#### How to complete this task:
Write out again the entries from the first line to the line that includes "There are several", keeping both of those lines.

===============

PR #2639, opened 2022-02-23
Improve Jenkins container run mechanism

dbutenhof:
There are several small related issues here; one is that we currently require `--user=root` to run reliably, but we really don't actually "need" to be running our tests as root. This turns out to be mostly required because of the second issue, and with this change is no longer  required.

The main issue is that the container inherits the `HOME` environment variable; for example, in Jenkins, typically `/home/jenkins`. This value is used for `pip install --user` and to install our package with PBR for testing. Because `/home/jenkins` doesn't exist in the container, we require `root` to create the path. Instead, we'll now override the definition of `HOME` in order to redirect the `--user` to `/tmp/jenkins` which we can create without privilege.

In conjunction, this removes the default definition of `EXTRA_PODMAN_SWITCHES` from Pipeline.gy.

There's another "convenience" feature in here useful for local manual testing using the container from git worktrees; because a worktree is a mapping of a root branch, we need to map both the worktree directory and the referenced branch directory inside the container. This uses the `git rev-parse` command to figure out the environment and add a second
podman `--volume` option if necessary.

### DIFF
--- a/jenkins/python-setup.sh
+++ b/jenkins/python-setup.sh
@@ -17,6 +17,12 @@
 # chosen over any installed ones, and it adds `/usr/sbin` to the end of the
 # path for the `ip` command, used by pbench-register-tool.
 
+# Override the inherited HOME (which is a path generally not mapped inside the
+# container) so that pip and setup.py will install to a directory that exists
+# and doesn't require root access (e.g., to create /home/jenkins/.local/)
+export HOME=/tmp/jenkins
+mkdir -p ${HOME}
+
 PATH=$(python3 -m site --user-base)/bin:${PATH}:/usr/sbin
 unset PYTHONPATH
 pip3 install --user -r lint-requirements.txt -r docs/requirements.txt -r agent/requirements.txt -r server/requirements.txt -r agent/test-requirements.txt -r server/test-requirements.txt
--- a/jenkins/python-setup.sh
+++ b/jenkins/python-setup.sh
@@ -17,12 +17,6 @@
 # chosen over any installed ones, and it adds `/usr/sbin` to the end of the
 # path for the `ip` command, used by pbench-register-tool.
 
-# Override the inherited HOME (which is a path generally not mapped inside the
-# container) so that pip and setup.py will install to a directory that exists
-# and doesn't require root access (e.g., to create /home/jenkins/.local/)
-export HOME=/tmp/jenkins
-mkdir -p ${HOME}
-
 PATH=$(python3 -m site --user-base)/bin:${PATH}:/usr/sbin
 unset PYTHONPATH
 pip3 install --user -r lint-requirements.txt -r docs/requirements.txt -r agent/requirements.txt -r server/requirements.txt -r agent/test-requirements.txt -r server/test-requirements.txt
--- a/jenkins/run
+++ b/jenkins/run
@@ -33,6 +33,7 @@ podman run \
     ${GIT_BASE_VOLUME} \
     -w /src/pbench \
     --env-host \
+    --env HOME=/tmp/jenkins \
     --ulimit nofile=65536:65536 \
     --rm \
     ${EXTRA_PODMAN_SWITCHES} \
--- a/jenkins/run
+++ b/jenkins/run
@@ -1,5 +1,22 @@
 #!/bin/bash
 
+# Run commands within the pbench-devel container image.
+#
+# Generally you want to run a shell, and `source jenkins/python-setup.py` to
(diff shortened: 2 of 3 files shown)


jenkins/python-setup.sh
```diff
@@ -17,6 +17,12 @@
 # chosen over any installed ones, and it adds `/usr/sbin` to the end of the
 # path for the `ip` command, used by pbench-register-tool.
 
+# Override the inherited HOME (which is a path generally not mapped inside the
+# container) so that pip and setup.py will install to a directory that exists
+# and doesn't require root access (e.g., to create /home/jenkins/.local/)
+export HOME=/tmp/jenkins
+mkdir -p ${HOME}
+
```
webbnh, line 25: To use Peter's phrase, I thinking that adding this here violates the "separation of concerns":  this script is intended to run `python setup` and related stuff, and it could be used outside the Jenkins environment...changing `HOME` inside it limits its applicability (or, is likely to surprise someone who uses it directly).

It is easy enough to set `HOME` on the `podman` command in `jenkins/run`.  Creating the directory is trickier, but we could add it to the container recipe so it's always there.  (I have one other point change that I'd like to add to the recipe, so we can easily do this if you're amenable.)

webbnh (changes requested):
I would prefer that we use a different approach to setting and creating the `HOME` directory.  Can we collaborate on that?

webbnh (approved):
Looks good.  It'll be even better when you add the volume-mapping for `$HOME`.

jenkins/run
```diff
@@ -16,12 +33,33 @@ if [[ -z "${IMAGE_REPO}" ]]; then
     IMAGE_REPO="quay.io/pbench"
 fi
 
+IHOME=/container/home
+
+if [[ -z "${CONTAINER_HOME}" ]]; then
+    HOME_VOLUME=${IHOME}
+else
+    HOME_VOLUME="${CONTAINER_HOME}:${IHOME}:${CONTAINER_HOME_OPTION:="z"}"
```
webbnh, line 41: I would use `:-` rather than `:=` for `CONTAINER_HOME_OPTION`, but I guess either will work, here.

webbnh (approved):
Nice!!

jenkins/run
dbutenhof: Well, shoot, I didn't think of that.

Technically someone could have `export CONTAINER_HOME_OPTION=` and now it'd come back as "z" instead of just affecting the expansion within `run`. Not a particularly realistic scenario, but I guess you're right.

webbnh: > someone could have `export CONTAINER_HOME_OPTION=` and now it'd come back as "z" instead of just affecting the expansion within run

Assuming that `jenkins/run` is invoked as a command, it will be run in a subshell, with its own environment.  If line 41 is executed, then after that point, `CONTAINER_HOME_OPTION` will be defined (regardless of whether it was before or not), and it will either still have its original value or it will have the value `"z"` if it was previously null or unset.  But, as we're in a subprocess where we control the code, probably no one will notice or care.

Now, inside the container, which we've set to inherit the parent process environment, `CONTAINER_HOME_OPTION` will be set (to `"z"`, if nothing else) any time `CONTAINER_HOME` is defined.  I don't know if that's useful or not, but there it is.  Switching from `:=` to `:-` would mean that `CONTAINER_HOME_OPTION` would only be defined inside the container when it was explicitly defined outside the container...I don't know if that's better or not.

BTW, I don't think that setting `CONTAINER_HOME_OPTION` to an empty value makes the `:=` expansion behave differently from the way it does when the variable is unset -- either way I think the variable ends up set to `"z"`...and perhaps that's a "feature".

ndokos (approved):

jenkins/run
dbutenhof: Yes, you're correct that the value won't be propagated back out of the script. I got carried away, there. 😆 

For the last paragraph; right, but my point was to contrast `-` and `:-` with respect to a variable that's *defined* but blank. (That is, `:-` will set `CONTAINER_HOME_OPTION=''` to `z` while `-` won't. Similarly for `:=` and `=`.)

webbnh: I never noticed before the sentence at the end of the paragraph in the man page which says, "omitting the colon results in a test only for a parameter that is unset."  That's good to know....

> That is, `:-` will set `CONTAINER_HOME_OPTION=''` to `z` while `-` won't.

I agree iff you change "set" to "evaluate" (but, I concur with your assertion about `:=` and `=`).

===============

#### Exercise result:
PR #2639, opened 2022-02-23
Improve Jenkins container run mechanism

dbutenhof:
There are several small related issues here; one is that we currently require `--user=root` to run reliably, but we really don't actually "need" to be running our tests as root. This turns out to be mostly required because of the second issue, and with this change is no longer  required.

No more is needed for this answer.